Start of Block

PR #803, opened 2018-10-27
Add constructor decoupled configuration options

Antoniodelaiglesia:
With this PR configuration and construction is decoupled for better compatibility with IoC containers. We can continue using the TelegramBotClient as always, using its constructor:

`MyClient = new TelegramBotClient("1234567:myApiKey")`

Or now we can decouple configuration from constructor, allowing services to configure it from a dependency injection:

```
class MyService : IMyService {
    private readonly ITelegramBotClient _telegramBotClient;
    
    MyService(ITelegramBotClient telegramBotClient) {
        _telegramBotClient = telegramBotClient;

        _telegramBotClient.Configure(options =>
        {
            options.Token = "1234567:myApiKey";
        });
    }
}
```

This PR mantains the Bot client immutable, not allowing it to be configured twice. If you try to call TelegramBotClient.Configure after calling a parameterful constructor you will get a InvalidOperationException with this message: "**BotClient is already configured. This will happen if you used a constructor with parameters or if you called this method previously when using a parameterless constructor.**"

### DIFF
--- a/src/Telegram.Bot/Helpers/TelegramBotClientOptions.cs
+++ b/src/Telegram.Bot/Helpers/TelegramBotClientOptions.cs
@@ -1,0 +1,23 @@
+using System;
+using System.Collections.Generic;
+using System.Net.Http;
+using System.Text;
+
+namespace Telegram.Bot.Helpers
+{
+    /// <summary>
+    /// Used for configuring the bot 
+    /// </summary>
+    public class TelegramBotClientOptions
+    {
+        /// <summary>
+        /// The telegram bot token. Ask @botfather about it. 
+        /// </summary>
+        public string Token { get; set; } = "";
+        /// <summary>
+        /// An HttpBotClient instance that will be used for the bot. If not provided, a new one
+        /// will be created. 
+        /// </summary>
+        public HttpClient HttpClient { get; set; } = null;
+    }
+}
--- a/src/Telegram.Bot/TelegramBotClient.cs
+++ b/src/Telegram.Bot/TelegramBotClient.cs
@@ -9,6 +9,7 @@ using System.Threading.Tasks;
 using Newtonsoft.Json;
 using Telegram.Bot.Args;
 using Telegram.Bot.Exceptions;
+using Telegram.Bot.Helpers;
 using Telegram.Bot.Requests;
 using Telegram.Bot.Requests.Abstractions;
 using Telegram.Bot.Types;
@@ -27,7 +28,6 @@ namespace Telegram.Bot
     public class TelegramBotClient : ITelegramBotClient
     {
         /// <inheritdoc/>
-        public int BotId { get; }
 
         private static readonly Update[] EmptyUpdates = { };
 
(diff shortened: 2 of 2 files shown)


poulad:
Using the approach shown above beats the purpose of the IoC.. How is that example use case different from this?

```c#
class MyService : IMyService {
    private readonly ITelegramBotClient _botClient = new TelegramBotClient("token");
} 
```

I don't know your exact use case but I guess what you really need is resolving different API tokens from the IoC container. The line of code for creating a bot client is always the same.

Even if you are trying to update a bot token easily, you can always do that using provider methods when registering the instance with IoC containers.

Alternatively, take a look at how I implemented the `BotBase` in the framework. It takes advantage of the `IOptions` configurations API:

<https://github.com/TelegramBots/Telegram.Bot.Framework/blob/0d0242904941e4ab9ef5348490060e04f5e67aa8/src/Telegram.Bot.Framework/BotBase.cs#L22-L23>

<https://github.com/TelegramBots/Telegram.Bot.Framework/blob/0d0242904941e4ab9ef5348490060e04f5e67aa8/sample/Quickstart.AspNetCore/EchoBot.cs#L6-L9>

Antoniodelaiglesia:
Hi, poulad! ☺

About your question:
> How is that example use case different from this?
```
class MyService : IMyService {
    private readonly ITelegramBotClient _botClient = new TelegramBotClient("token");
} 
```
It's very different because my example is not tighty coupled, which is yours because of the constructor. The IoC container shouldn't be the one which set the API key because it's not a configuration. Let me copy a message from the Telegram Group:

> The use case is that different services would want to use diferent api keys. If you check other .NET integrations with other services they leverage authentication / identification (which is what API Key is) to - frecuently - a method or a property so any service can configure it as it wish. It is an antipattern that the IoC container performs authentication / identification (API key) from a config file, because it is not a configuration. Bot behavior is the same despite of what API key you are using, so we can agree it is not a configuration. Each service should decide what identification it should provide, especially when you are writing a bot service (When a service must know the API key of an user of the system for using it)

poulad:
Again, what you are trying to solve is already implemented in our bot framework where you can have multiple bots(different tokens) within one ASP.NET Core app. It can also gives users the option to update the token of a bot.

However, for a quick fix, I suggest to add this to your IoC container:

```c#
class BotConfigsAccessor {
   string fooBotToken;
   string barBotToken;
}
```

and use it as in:

```c#
class MyService : IMyService {
    private readonly ITelegramBotClient _telegramBotClient;
    
    MyService(BotConfigsAccessor configs) { // or IOptions<T>
        _telegramBotClient = new TelegramBotClient(configs.fooBotToken);
    }
}
```

Implementing your example (different bot for authorized users) via the `IBot` from the bot framework, this could be done via resolving `FooBot` for regular users and `BarBot` for admins.

poulad:
@tuscen @MihaZupan @karb0f0s 
what do you think about this feature?

karb0f0s:
i don’t really like implementation  given in this pr

poulad:
> i don’t really like implementation given in this pr

We can talk about the implementation details later.
 
He presented a valid problem(using intances in IoC containers) but I'm trying to figure whether it makes sense for us to solve it in the project or leave it up to the users/framework.

poulad:
On that note, I'm closing this PR.

PR #814, opened 2019-04-13
add base_url and base_file_url to TelegramBotClient constructor parameter

naderAbolfazli:


src/Telegram.Bot/TelegramBotClient.cs
```diff
@@ -31,9 +31,9 @@ public class TelegramBotClient : ITelegramBotClient
 
         private static readonly Update[] EmptyUpdates = { };
 
-        private const string BaseUrl = "https://api.telegram.org/bot";
+        private string BaseUrl = "https://api.telegram.org/bot";
 
-        private const string BaseFileUrl = "https://api.telegram.org/file/bot";
+        private string BaseFileUrl = "https://api.telegram.org/file/bot";
```
Avend544: Man you have to change fields and mark them as readonly. You initizilithation BaseFileUrl and BaseUrl  in a constructor and when declare them.

MihaZupan:
Naming should follow the current style (no underscores in the middle of the name).
New parameters should also not come before the httpClient parameter, as it's less likely to ever be used and a breaking change for no reason.

poulad:
Hey @naderAbolfazli 
What's the reason for parametrizing base URLs?

naderAbolfazli:
> Hey @naderAbolfazli
> What's the reason for parametrizing base URLs?

hey
it's provided in some other languages telegram sdk such as python so those sdk could use for another api that likes telegram bot api. for example, in bale messenger new bot api released based on telegram bot api so bot developer could use their bot in both with only change of base_url

poulad:
In that case, we might want to set the base URL on the HTTP client and not introduce additional parameters to the constructor.

tuscen:
@poulad Wouldn't that require having two separate http clients since Bot API have a different url for files?

I don't mind having both base urls as properties with public setters.

MihaZupan:
> Wouldn't that require having two separate http clients since Bot API have a different url for files?

It could work for Telegram's api, setting the base as `"https://api.telegram.org/"`, but I don't think anything is gained since you still have to prepend `"bot/"` or `"file/bot/"` and other services may not share the same base for file urls.

+1 on public setters, anyone wanting to use this will surely be informed of having to change these values

naderAbolfazli:
public setters are ok?

src/Telegram.Bot/TelegramBotClient.cs
```diff
@@ -31,9 +31,9 @@ public class TelegramBotClient : ITelegramBotClient
 
         private static readonly Update[] EmptyUpdates = { };
 
-        private const string BaseUrl = "https://api.telegram.org/bot";
+        private readonly string BaseUrl = "https://tapi.bale.ai/";
```
ndobryanskyy: seems like a malicious link

MihaZupan:
Closing as the issue has not been resolved for a while.

PR #822, opened 2019-06-01
Bot API 4.3

tuscen:


src/Telegram.Bot/Types/LoginUrl.cs
```diff
@@ -0,0 +1,36 @@
+using Newtonsoft.Json;
+using Newtonsoft.Json.Serialization;
+
+namespace Telegram.Bot.Types
+{
+    /// <summary>
+    /// This object represents a parameter of the inline keyboard button used to automatically authorize a user
+    /// </summary>
+    [JsonObject(MemberSerialization.OptIn, NamingStrategyType = typeof(SnakeCaseNamingStrategy))]
+    public class LoginUrl
```
MihaZupan: Should we have a constructor accepting the Url to satisfy the required arguments here?
Other types seem to follow that rn.

tuscen: We actually don't have a consistent rule to have constructors for required params. Some types are follow this rule (e.g. `InlineQueryResult` and it's inheritors, all requests), but most types do not follow it.

Perhaps it would be a good thing to apply it consistently. Though I think we should just do it in v15 because it breaks everything.

PR #837, opened 2019-10-06
Add Telegram.Bot.Signed mirror project

MihaZupan:
I suppose this can be published along with the next package update.


src/Telegram.Bot.Signed/Telegram.Bot.Signed.csproj
```diff
@@ -0,0 +1,35 @@
+﻿<Project Sdk="Microsoft.NET.Sdk">
+  <PropertyGroup>
+    <TargetFramework>netstandard2.0</TargetFramework>
```
poulad: why is the version bumped to 2.0?

src/Telegram.Bot.Signed/Telegram.Bot.Signed.csproj
```diff
@@ -0,0 +1,35 @@
...
+    <VersionSuffix Condition="'$(VersionSuffix)' != ''">$(VersionSuffix)-$(APPVEYOR_BUILD_NUMBER)</VersionSuffix>
+  </PropertyGroup>
+  <ItemGroup>
+    <PackageReference Include="Newtonsoft.Json" Version="11.0.2" />
+  </ItemGroup>
+  <ItemGroup>
+    <Compile Include="..\Telegram.Bot\**\*.cs" Exclude="..\Telegram.Bot\obj\**;..\Telegram.Bot\bin\**">
+      <Link>%(RecursiveDir)%(Filename)%(Extension)</Link>
+    </Compile>
+  </ItemGroup>
```
poulad: can we sign the original assembly itself? i assume there are potential breaking changes.

MihaZupan: I was mostly following the pattern used by other projects (for example Markdig) to expose the signed version as Markdig.Signed.

I see the [posted guidance](https://docs.microsoft.com/en-gb/dotnet/standard/assembly/strong-named) is now NOT to ship two separate projects, though I think the argument listed there is weak.

As far as I know the only downside is that you shouldn't stop signing the assembly.

poulad:
Microsoft recommends having only 1 open-source library package and having it signed.

> ❌ DO NOT publish strong-named and non-strong-named versions of your library. For example, `Contoso.Api` and `Contoso.Api.StrongNamed`. [read more](https://docs.microsoft.com/en-gb/dotnet/standard/library-guidance/strong-naming).

Binding redirects can become annoying to our .NET Framework users 

> While strong naming a library has a number of benefits, it often results in runtime exceptions that an assembly can't be found and [requires binding redirects](https://docs.microsoft.com/en-gb/dotnet/framework/configure-apps/redirect-assembly-versions) in app.config/web.config to be fixed. [read more](https://docs.microsoft.com/en-gb/dotnet/standard/library-guidance/versioning#assembly-version).

karb0f0s:
@MihaZupan  can we close this due to Microsoft recommendations? https://github.com/TelegramBots/Telegram.Bot/pull/837#issuecomment-544737758

MihaZupan:
This specific PR yes, but we should consider some approach of signing a package so that users can consume it.

PR #840, opened 2019-10-15
Configure Azure Pipelines

poulad:
#### Added

- Azure Pipelines (see [sample build])
  - CI Artifacts
    ```
    dotnet add package Telegram.Bot --version 15.0.0-ci-232 --source "https://pkgs.dev.azure.com/poulad/_packaging/Telegram.Bot/nuget/v3/index.json"
    ```
  - Unit tests on all 3 major OSs with .NET Core 3.0 (see [test reports])
  - NuGet releases from `master` branch

#### Changed

- Updated Unit Tests project to .NET Core 3.0
- Edit deprecated element names in `csproj` file

#### Removed

- AppVeyor pipeline

[sample build]: https://dev.azure.com/poulad/Telegram.Bot/_build/results?buildId=232
[test reports]: https://dev.azure.com/poulad/Telegram.Bot/_build/results?buildId=232&view=ms.vss-test-web.build-test-results-tab


poulad:
I had some issues with running the integration tests but wasn't sure if it's the time to fix them.

There are a number of advanced xUnit capabilities that we have leveraged in our e2e tests. Those are not portable easily (stuck with netcore 2.0.0) and don't get much support or updates.

azure-pipelines.yml
```diff
@@ -0,0 +1,89 @@
...
+          - publish: .
+            artifact: windows-build
+          - bash: dotnet build --configuration Release --version-suffix "ci-${BUILD_BUILDID}+${BUILD_SOURCEVERSION}" src/Telegram.Bot/
+            displayName: "Build Package with CI version"
+          - task: NuGetCommand@2
+            displayName: "Publish CI Package to Azure Artifacts"
+            inputs:
+              command: push
+              publishVstsFeed: Telegram.Bot
+              packagesToPush: src/**/*-ci-*.nupkg
```
tuscen: Do we really need to publish nuget packages from each branch to the azure feed? And the order of packages will be completely meaningless.

poulad: Well, we can publish the artifacts for `develop` branch only and that provides sequential package versions.

Publishing a package for every single build enables the users to try out the latest features that are not stable, approved, or tested yet. We probably cannot guarantee the sequential order of the package versions but instead expect the users to be more involved in the build process and know what package version they are using.

tuscen: I'm not sure if this is needed outside of develop branch. Though I don't really mind it.

tuscen:
Substituted by #858.

PR #812, opened 2019-02-25
vNext draft

MihaZupan:
Major changes:
- [X] Target netstandard2.0 (allows us to remove `System.Net.Requests` as a dependency)
- [X] Remove polling events (replaced by extension package `Telegram.Bot.Extensions.Polling`)
- [X] Remove code marked as obsolete pre-v15
- [x] Remove exception parsing from core package
- [x] Fix parameter order (CT back to the end) / Use Request object

Minor:
- [X] Fix caption descriptions (#807)
- [x] Fix parameter types in `InputMediaAudio` (title, performer)
- [ ] File download overloads
- [x] Use doubles for coordinates?
- [x] Fix compilation warnings
- [x] Address ToDo comments
- [x] Review skipped test cases
- [x] Make test method styles look consistent
- [ ] Assembly signing
- [ ] Update the book and examples accordingly
- [x] Use C# 8 and enable nullable references

Under discussion:
- [ ] Use Request objects instead of parameter spaghetti

PR #843, opened 2019-11-05
Fixing the type of Title and Performer

MoishyFeder:
Title and Performer of an audio file are supposed to be string, not int.


MihaZupan:
Thank you, this change is already pending in the version 16 draft #812

PR #845, opened 2019-11-09
Make TelegramBotClient disposable

UselessToucan:
As far as I see, there is a `HttpClient` instance creation under the hood of a `TelegramBotClient`. Since `HttpClient` is `IDisposable`, I guess we should call `_httpClient.Dispose()` at some point.

### DIFF
--- a/src/Telegram.Bot/TelegramBotClient.cs
+++ b/src/Telegram.Bot/TelegramBotClient.cs
@@ -178,6 +178,7 @@ namespace Telegram.Bot
 
             _baseRequestUrl = $"{BaseUrl}{_token}/";
             _httpClient = httpClient ?? new HttpClient();
+            _isCustomHttpClientUsed = httpClient != null;
         }
 
         /// <summary>
@@ -212,6 +213,7 @@ namespace Telegram.Bot
         }
 
         private bool _isDisposed;
+        private readonly bool _isCustomHttpClientUsed;
 
         /// <summary>
         /// Allows a <see cref="TelegramBotClient"/> to try to free resources and perform other cleanup operations before it is reclaimed by garbage collection.
@@ -232,7 +234,8 @@ namespace Telegram.Bot
             if (_isDisposed)
                 return;
 
-            _httpClient.Dispose();
+            if (!_isCustomHttpClientUsed)
+                _httpClient.Dispose();
 
             _isDisposed = true;
         }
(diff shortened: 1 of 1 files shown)


tuscen:
This will make the client not DI-friendly since disposing of dependencies is a responsibility of a scope in a DI framework.

karb0f0s:
As mentioned in [various resources](https://stackoverflow.com/questions/15705092/do-httpclient-and-httpclienthandler-have-to-be-disposed-between-requests) - `HttpClient` should not be disposed after _each request_. But, it _should_ be disposed at the end of its owner's lifecycle.

Summarizing:
- we _should not_ dispose user-provided `HttpClient`
- we _might not_ care about constructor-instantiated `HttpClient` when `TelegramBotClient`  is a singleton object
- we _might_ consider disposing constructor-instantiated `HttpClient` when `TelegramBotClient` is a transient object 
- _maybe_ we should encourage users to instantiate `HttpClient` for us (either as singleton or via `HttpClientFactory`) leaving only constructor which accepts both `botToken` and `HttpClient`.

tuscen:
@karb0f0s Good points. It’s a complicated case with no single best strategy and I still don’t know what to do here.

On one hand forcing people to pass HttpClient manually every time will make using the client quite inconvenient. On the other, though, it will make it clearer who owns the client and who’s responsible for it’s disposal.

src/Telegram.Bot/TelegramBotClient.cs
```diff
@@ -209,6 +212,36 @@ public TelegramBotClient(string token, IWebProxy webProxy)
...
+        /// <summary>
+        /// Disposes this <see cref="TelegramBotClient"/>
+        /// </summary>
+        public void Dispose()
+        {
+            dispose();
+            GC.SuppressFinalize(this);
+        }
+
+        private void dispose()
```
andy-dendy-repo, line 232: Rename method in conformity with naming conventions

wiz0u:
After studying the topic, I will solve this issue with PooledConnectionLifetime (in our .NET6+ build) which solves the issue with socket port exhaustion AND dns resolving whichever behavior the developer has with TelegramBotClient instance(s).
And no need to dispose it.

https://learn.microsoft.com/en-us/dotnet/fundamentals/networking/http/httpclient-guidelines#recommended-use

Issue #36, opened 2015-09-05
Making requests when getting updates


9px:
hi. telegram [recently](https://core.telegram.org/bots/api#making-requests-when-getting-updates) add an ability to perform a request to the telegram Bot API while sending an answer to the webhook.
can you do a simple implement of this feature in your bot?

MrRoundRobin:
i'm working on this, but currently i'm not sure how i'll implement it.

a-a-k:
Hi,
could you show some samples of your work version to us?

mhverbakel:
The problem is that the called methods are all plain dictionaries at the moment. To be able to return them in MVC for example, you would need to switch to classes for method calls, and return an instance of that class using `this.Json(instance)` (in MVC).

Another option is making internal helper methods that generate the request parameters, and exposing them through public methods. Where you usually return with a `return SendWebRequestAsync`, you replace that by setting the `method` parameter and returning the dictionary. The client of the library can then handle outputting that in the webhook response.

mikhail-mikhaylov:
Maybe it's better to just return instance of some class that represents http response?
I mean some custom class, not HttpResponseMessage.
This class will have string body property, and some properies with headers. 
This would hide all implementation details and would not expose dictionary to the client.

Olfi01:
I have looked into this, and it seems that you've just got to return a json-encoded object containing all the parameters and the method name. So how about just adding a class for that? I'll try to do something like that.

tuscen:
Fixed by #847.

PR #847, opened 2019-11-21
Add support for requests in webhook responses

kipters:
This PR tries to solve #36 by adding two internal properties to RequestBase: the public boolean one controls the value returned by the internal one.
When serializing the request, if IsWebhookResponse is set to true, the internal property will have the same value as MethodName, so the serialized payload will include the correct `method` field. If it's set to false, `WebHookMethodName` will be equal to null and ignored by Json.Net.

It would be used like this:

```csharp
var request = new SendMessageRequest(chatId, text)
{
    IsWebhookResponse = true
};

return new OkObjectResult(request);
```

One could even create a special "OkWebhookRequestResult" that takes an IRequest<T> and automatically sets the property to true.

I've added two basic tests, is there anything else I would need to change/update?

### DIFF
--- a/src/Telegram.Bot/Requests/Abstractions/IRequest.cs
+++ b/src/Telegram.Bot/Requests/Abstractions/IRequest.cs
@@ -24,5 +24,10 @@ namespace Telegram.Bot.Requests.Abstractions
         /// </summary>
         /// <returns>Content of HTTP request</returns>
         HttpContent ToHttpContent();
+
+        /// <summary>
+        /// Allows this object to be used as a response in webhooks
+        /// </summary>
+        bool IsWebhookResponse { get; set; }
     }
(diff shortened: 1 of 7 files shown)


MihaZupan:
Nice! This looks like a really clean approach to me

tuscen:
Could you revert the last commit? Let's leave the new field only on `RequestBase` class.

kipters:
@tuscen Sure, I'm interested in the rationale behind this change though

tuscen:
@kipters It breaks compatibility for depending packages so we'd have to increment major version. I don't want to do it often so I want to postpone the interface change for later v16 release.

kipters:
@tuscen I understand, I've reverted the commit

End of Block

§ Exercise brief
Count up every line above that has the word "TelegramBots" in it; answer with the number alone.

§ Your solution
3